Stored data
⟨

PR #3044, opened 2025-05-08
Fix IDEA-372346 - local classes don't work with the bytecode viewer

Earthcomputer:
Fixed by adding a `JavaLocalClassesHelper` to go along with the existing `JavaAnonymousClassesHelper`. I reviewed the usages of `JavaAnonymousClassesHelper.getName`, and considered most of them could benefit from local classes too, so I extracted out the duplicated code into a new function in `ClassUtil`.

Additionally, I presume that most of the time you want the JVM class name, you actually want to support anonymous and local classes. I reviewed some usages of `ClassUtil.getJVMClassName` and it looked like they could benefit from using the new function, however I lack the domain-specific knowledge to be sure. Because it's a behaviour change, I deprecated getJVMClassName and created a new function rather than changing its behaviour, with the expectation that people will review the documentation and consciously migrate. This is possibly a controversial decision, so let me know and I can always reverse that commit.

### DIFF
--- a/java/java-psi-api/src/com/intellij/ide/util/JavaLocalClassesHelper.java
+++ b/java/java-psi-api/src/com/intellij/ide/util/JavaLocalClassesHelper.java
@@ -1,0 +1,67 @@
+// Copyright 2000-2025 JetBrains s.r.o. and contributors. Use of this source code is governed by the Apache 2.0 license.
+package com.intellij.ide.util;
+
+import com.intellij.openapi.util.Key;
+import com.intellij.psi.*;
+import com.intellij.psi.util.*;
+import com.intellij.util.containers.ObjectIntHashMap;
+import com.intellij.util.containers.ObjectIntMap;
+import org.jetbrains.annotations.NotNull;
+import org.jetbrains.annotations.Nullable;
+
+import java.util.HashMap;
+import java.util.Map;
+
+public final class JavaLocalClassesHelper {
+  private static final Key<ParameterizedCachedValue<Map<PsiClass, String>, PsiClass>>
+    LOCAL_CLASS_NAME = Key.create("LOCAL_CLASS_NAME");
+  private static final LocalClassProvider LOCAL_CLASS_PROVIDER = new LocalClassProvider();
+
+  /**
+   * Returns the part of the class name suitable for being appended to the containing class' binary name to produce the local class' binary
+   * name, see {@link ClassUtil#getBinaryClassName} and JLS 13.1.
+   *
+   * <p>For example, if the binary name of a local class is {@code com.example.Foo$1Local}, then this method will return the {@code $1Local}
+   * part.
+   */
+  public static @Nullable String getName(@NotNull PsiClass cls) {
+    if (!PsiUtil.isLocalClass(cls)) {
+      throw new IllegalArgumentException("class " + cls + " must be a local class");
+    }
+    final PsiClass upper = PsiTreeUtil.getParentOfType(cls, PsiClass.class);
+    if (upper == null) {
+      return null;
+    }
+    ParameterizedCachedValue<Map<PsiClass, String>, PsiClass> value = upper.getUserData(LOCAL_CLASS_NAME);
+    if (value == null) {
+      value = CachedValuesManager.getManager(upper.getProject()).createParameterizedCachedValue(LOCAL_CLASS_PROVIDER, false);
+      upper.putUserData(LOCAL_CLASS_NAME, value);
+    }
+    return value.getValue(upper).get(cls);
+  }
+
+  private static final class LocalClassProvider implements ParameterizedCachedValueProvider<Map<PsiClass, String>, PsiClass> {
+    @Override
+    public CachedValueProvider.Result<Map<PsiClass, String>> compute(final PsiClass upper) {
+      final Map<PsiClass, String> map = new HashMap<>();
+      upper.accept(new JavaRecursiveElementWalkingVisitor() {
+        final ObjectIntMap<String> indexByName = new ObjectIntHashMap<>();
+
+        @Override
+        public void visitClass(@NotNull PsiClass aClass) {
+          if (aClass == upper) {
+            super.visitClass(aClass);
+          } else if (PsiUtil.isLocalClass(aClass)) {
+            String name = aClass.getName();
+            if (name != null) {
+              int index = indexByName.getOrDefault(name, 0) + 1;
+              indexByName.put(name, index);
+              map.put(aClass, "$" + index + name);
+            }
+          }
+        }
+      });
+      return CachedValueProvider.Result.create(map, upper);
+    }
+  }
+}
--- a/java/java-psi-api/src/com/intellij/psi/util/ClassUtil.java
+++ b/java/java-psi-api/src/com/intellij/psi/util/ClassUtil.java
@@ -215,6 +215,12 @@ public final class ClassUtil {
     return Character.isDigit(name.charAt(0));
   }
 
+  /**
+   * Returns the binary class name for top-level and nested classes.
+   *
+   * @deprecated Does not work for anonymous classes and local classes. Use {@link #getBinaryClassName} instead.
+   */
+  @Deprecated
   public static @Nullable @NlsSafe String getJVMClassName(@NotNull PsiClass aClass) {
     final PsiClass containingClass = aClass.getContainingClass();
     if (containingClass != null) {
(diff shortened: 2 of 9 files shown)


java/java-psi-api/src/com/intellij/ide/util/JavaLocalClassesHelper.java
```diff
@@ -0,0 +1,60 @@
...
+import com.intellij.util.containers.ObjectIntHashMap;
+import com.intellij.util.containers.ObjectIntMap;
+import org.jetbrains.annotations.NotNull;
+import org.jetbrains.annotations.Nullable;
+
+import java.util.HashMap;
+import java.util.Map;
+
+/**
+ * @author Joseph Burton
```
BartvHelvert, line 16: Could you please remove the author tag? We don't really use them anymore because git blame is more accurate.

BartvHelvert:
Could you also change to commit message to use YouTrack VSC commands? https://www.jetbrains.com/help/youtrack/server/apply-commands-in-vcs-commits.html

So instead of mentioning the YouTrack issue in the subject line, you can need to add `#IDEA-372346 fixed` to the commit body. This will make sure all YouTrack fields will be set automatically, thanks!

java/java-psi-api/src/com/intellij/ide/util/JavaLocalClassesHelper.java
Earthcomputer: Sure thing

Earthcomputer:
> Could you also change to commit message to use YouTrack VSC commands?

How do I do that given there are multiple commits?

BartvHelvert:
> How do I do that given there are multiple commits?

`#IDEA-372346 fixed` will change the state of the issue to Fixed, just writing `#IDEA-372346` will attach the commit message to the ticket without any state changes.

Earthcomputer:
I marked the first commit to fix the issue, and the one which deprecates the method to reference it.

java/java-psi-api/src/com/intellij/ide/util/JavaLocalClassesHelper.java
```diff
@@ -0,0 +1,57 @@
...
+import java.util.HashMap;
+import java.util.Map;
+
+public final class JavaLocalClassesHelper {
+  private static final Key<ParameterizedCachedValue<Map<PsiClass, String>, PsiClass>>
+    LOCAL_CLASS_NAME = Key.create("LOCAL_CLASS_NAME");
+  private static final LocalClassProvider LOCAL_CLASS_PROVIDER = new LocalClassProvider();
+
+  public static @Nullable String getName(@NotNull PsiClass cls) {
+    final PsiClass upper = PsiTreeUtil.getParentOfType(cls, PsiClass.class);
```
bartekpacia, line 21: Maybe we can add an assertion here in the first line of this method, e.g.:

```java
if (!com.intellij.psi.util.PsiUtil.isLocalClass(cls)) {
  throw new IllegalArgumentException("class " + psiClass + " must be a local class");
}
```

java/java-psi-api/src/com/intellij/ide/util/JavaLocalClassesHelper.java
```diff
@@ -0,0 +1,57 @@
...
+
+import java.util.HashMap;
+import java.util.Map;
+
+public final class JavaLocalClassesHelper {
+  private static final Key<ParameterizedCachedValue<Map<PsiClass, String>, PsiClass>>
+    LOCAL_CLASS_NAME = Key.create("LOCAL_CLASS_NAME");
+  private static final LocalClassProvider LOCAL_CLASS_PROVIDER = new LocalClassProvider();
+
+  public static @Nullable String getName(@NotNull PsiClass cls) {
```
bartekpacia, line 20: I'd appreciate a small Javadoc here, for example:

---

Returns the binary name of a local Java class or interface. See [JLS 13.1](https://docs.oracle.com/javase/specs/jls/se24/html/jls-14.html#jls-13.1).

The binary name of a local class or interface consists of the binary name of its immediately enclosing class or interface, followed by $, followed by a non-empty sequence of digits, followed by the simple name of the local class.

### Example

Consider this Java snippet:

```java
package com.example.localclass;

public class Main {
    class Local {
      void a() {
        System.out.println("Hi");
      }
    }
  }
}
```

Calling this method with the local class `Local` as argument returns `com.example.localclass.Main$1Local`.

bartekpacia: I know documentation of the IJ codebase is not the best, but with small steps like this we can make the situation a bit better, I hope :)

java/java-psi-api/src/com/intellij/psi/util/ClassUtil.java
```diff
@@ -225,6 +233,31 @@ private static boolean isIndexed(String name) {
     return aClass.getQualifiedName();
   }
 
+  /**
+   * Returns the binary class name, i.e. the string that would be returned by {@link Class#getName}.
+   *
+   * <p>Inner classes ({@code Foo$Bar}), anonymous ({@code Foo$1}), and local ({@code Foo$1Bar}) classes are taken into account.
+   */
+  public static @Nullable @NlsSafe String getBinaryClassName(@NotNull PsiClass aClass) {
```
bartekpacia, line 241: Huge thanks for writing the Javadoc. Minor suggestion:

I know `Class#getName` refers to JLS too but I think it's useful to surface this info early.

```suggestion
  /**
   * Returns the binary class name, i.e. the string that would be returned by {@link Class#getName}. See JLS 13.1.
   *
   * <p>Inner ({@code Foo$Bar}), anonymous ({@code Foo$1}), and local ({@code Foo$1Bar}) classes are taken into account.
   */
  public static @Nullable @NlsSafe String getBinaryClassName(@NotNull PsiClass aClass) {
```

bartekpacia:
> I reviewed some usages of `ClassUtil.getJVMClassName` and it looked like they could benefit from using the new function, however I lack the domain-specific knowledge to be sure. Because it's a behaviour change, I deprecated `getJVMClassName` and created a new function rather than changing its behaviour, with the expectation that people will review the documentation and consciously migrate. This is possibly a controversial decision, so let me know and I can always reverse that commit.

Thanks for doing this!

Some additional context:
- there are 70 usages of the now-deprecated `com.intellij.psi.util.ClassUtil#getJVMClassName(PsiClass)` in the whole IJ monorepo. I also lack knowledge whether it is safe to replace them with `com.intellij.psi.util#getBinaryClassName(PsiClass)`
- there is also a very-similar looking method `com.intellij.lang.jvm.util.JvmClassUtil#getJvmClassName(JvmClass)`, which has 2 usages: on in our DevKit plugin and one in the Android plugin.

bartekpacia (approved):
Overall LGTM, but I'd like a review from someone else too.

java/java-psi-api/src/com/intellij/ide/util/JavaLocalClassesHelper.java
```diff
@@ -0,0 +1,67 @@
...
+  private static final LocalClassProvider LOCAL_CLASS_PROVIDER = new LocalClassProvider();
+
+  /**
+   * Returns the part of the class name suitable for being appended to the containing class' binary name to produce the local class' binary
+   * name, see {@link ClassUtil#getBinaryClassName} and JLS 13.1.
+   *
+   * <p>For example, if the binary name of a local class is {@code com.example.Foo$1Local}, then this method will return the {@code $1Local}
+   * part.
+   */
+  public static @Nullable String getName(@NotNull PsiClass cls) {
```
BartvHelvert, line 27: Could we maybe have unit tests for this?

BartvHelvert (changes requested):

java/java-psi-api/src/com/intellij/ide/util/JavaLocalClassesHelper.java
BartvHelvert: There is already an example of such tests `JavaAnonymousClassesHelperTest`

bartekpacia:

⟩
⟨

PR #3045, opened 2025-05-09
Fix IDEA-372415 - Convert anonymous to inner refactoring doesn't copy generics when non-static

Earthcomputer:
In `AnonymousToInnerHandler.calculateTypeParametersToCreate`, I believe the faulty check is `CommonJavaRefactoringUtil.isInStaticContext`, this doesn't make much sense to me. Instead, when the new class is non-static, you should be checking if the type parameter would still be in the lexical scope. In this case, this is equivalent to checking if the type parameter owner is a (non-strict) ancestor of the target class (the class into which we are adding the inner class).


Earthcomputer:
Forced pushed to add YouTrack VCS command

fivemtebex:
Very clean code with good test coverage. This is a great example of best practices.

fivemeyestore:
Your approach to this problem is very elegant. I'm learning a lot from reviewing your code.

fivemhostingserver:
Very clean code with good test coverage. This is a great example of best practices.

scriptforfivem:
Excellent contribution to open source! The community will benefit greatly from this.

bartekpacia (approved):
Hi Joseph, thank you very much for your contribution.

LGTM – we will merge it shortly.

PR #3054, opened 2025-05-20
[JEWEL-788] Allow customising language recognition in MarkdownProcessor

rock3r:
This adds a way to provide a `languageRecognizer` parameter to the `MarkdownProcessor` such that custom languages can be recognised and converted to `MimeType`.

⟩
⟨

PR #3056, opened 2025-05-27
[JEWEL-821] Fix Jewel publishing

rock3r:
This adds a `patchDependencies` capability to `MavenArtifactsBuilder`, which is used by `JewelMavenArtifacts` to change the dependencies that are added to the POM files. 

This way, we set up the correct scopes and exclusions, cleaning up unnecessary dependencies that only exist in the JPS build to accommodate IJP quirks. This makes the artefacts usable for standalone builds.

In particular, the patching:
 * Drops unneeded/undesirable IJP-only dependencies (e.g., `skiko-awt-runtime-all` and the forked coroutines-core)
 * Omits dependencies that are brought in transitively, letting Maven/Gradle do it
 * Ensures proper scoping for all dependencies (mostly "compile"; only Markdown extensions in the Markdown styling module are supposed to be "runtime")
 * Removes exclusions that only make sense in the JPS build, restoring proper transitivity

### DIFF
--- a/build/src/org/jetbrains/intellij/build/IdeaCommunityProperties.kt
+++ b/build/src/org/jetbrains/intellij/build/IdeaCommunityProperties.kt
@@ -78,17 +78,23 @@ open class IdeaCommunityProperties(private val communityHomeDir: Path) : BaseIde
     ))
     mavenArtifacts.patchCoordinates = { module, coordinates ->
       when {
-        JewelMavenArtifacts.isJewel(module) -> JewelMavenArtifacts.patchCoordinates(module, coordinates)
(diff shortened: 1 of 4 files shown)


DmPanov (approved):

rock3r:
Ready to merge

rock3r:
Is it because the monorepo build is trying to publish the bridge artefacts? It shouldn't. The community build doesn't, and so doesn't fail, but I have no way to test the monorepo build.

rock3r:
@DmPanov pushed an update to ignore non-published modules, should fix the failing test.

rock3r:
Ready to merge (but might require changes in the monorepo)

⟩

- **Problem to work on**
Using the records above, report how many lines include "coordinates", with no words around the number.

- **Answer to this problem**
2